(Record excerpts)

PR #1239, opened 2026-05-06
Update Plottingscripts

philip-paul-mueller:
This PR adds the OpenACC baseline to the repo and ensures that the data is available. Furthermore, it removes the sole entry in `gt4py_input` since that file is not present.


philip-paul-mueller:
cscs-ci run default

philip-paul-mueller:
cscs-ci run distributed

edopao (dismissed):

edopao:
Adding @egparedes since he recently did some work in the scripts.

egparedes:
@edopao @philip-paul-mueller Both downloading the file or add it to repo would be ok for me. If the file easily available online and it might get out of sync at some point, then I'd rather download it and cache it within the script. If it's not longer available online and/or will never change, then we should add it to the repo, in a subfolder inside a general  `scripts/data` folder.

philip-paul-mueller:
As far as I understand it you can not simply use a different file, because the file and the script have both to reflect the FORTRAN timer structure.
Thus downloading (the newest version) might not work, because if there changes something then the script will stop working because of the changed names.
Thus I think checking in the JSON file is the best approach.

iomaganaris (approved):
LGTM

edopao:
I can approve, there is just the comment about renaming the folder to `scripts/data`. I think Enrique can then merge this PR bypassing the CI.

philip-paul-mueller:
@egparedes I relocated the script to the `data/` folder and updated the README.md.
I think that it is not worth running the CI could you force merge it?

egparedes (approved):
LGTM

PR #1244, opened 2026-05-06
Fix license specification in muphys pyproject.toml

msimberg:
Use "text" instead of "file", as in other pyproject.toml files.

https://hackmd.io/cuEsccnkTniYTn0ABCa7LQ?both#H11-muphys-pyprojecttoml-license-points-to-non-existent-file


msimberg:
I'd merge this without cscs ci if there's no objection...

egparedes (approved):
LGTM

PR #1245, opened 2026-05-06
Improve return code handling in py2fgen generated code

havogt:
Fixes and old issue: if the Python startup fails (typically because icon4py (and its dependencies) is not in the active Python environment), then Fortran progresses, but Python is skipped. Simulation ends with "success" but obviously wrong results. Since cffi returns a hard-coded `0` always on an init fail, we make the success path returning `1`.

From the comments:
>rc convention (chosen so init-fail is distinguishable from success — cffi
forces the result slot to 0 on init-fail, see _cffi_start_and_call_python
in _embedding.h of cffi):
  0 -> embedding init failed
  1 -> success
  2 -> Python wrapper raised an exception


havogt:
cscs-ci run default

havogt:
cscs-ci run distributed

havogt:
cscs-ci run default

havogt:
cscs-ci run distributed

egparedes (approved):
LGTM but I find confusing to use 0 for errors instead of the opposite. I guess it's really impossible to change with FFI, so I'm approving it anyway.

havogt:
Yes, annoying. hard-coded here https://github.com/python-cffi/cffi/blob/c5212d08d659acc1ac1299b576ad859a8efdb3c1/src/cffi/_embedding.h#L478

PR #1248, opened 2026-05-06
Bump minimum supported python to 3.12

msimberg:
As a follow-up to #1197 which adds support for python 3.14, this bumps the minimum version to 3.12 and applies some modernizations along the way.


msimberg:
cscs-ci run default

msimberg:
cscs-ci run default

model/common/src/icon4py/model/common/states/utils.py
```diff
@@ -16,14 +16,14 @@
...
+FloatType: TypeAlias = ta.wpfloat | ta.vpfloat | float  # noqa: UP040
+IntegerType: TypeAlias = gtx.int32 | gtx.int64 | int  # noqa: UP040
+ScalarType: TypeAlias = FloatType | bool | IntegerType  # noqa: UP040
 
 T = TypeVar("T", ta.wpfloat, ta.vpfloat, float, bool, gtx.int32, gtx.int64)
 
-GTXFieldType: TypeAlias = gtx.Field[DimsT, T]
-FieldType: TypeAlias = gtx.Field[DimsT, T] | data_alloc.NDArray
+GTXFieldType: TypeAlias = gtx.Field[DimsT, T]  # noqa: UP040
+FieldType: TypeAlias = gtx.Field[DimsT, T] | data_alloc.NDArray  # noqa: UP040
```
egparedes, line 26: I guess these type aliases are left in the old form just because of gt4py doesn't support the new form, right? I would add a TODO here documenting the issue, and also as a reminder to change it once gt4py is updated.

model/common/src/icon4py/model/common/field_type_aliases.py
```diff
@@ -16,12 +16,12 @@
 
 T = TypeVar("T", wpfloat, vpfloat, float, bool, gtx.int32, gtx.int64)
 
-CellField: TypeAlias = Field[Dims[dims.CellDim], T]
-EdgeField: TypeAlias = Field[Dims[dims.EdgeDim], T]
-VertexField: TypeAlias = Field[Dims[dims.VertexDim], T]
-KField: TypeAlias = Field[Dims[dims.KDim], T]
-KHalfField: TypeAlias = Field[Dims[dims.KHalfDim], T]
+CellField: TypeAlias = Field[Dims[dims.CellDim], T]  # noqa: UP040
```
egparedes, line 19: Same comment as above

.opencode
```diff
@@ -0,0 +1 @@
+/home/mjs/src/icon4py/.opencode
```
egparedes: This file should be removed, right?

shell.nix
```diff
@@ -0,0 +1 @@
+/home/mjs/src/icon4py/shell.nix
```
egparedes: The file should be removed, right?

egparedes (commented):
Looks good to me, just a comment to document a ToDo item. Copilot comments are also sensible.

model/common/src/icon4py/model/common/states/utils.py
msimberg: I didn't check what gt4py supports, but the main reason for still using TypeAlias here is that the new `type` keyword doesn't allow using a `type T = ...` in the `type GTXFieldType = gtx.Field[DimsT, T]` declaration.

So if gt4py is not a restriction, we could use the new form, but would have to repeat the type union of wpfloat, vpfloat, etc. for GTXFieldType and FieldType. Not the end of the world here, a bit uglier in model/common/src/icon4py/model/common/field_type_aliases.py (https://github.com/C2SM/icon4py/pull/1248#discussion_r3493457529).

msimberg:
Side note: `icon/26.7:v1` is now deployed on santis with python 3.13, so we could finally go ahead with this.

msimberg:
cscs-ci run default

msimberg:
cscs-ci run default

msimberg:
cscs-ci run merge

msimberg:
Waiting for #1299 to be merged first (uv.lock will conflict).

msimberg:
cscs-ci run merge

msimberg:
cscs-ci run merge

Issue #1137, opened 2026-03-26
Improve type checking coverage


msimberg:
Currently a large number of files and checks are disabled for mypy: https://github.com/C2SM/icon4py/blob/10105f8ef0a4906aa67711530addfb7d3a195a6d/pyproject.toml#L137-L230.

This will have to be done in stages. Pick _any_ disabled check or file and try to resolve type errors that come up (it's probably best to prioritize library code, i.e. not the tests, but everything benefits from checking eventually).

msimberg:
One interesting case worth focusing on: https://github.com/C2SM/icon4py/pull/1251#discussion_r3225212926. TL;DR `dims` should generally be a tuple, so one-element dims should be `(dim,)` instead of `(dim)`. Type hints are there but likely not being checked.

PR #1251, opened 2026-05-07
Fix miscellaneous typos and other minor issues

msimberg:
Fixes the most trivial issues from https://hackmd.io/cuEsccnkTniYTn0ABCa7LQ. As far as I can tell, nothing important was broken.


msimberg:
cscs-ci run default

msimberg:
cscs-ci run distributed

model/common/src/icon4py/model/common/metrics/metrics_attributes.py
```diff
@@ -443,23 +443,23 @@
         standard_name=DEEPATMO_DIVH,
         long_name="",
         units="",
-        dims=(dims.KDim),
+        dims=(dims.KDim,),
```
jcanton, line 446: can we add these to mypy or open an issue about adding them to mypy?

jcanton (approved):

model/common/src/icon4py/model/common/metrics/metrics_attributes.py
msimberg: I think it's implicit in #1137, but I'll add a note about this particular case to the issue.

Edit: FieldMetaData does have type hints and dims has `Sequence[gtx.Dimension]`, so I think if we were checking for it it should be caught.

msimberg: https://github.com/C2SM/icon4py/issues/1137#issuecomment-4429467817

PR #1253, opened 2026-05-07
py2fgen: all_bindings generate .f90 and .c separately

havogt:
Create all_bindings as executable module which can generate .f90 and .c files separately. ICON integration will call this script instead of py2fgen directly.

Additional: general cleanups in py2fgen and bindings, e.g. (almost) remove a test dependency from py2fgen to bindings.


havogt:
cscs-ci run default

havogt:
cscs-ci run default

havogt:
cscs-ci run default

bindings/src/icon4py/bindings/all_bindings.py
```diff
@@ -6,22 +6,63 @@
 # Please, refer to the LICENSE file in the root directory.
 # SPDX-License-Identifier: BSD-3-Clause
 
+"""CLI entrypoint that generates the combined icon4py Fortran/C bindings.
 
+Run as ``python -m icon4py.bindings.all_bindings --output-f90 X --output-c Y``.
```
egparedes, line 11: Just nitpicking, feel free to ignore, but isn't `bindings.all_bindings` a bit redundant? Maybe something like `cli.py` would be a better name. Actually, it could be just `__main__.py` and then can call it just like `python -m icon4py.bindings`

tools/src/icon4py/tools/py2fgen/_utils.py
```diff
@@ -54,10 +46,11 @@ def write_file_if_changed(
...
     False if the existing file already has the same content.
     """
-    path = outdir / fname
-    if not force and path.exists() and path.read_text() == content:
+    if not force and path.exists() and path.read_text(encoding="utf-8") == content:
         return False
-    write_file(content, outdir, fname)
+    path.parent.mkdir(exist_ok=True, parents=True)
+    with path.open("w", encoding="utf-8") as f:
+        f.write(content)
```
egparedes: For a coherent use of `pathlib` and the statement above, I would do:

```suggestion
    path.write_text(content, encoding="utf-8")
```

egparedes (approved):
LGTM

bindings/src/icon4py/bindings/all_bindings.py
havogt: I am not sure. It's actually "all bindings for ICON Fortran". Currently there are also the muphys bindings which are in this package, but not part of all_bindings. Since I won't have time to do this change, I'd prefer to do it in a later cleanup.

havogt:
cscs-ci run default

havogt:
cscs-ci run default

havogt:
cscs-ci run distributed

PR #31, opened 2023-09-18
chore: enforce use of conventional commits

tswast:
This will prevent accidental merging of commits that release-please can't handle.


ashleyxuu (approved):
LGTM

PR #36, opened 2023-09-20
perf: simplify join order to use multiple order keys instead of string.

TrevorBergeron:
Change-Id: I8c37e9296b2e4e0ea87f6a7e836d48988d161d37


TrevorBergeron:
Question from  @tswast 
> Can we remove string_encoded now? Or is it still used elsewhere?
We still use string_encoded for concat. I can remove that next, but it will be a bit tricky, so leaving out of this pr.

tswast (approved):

(End Record excerpts)

#### Directions:
Go through the data above and return each line containing the string "fname".

#### Task result:
-    path = outdir / fname
-    write_file(content, outdir, fname)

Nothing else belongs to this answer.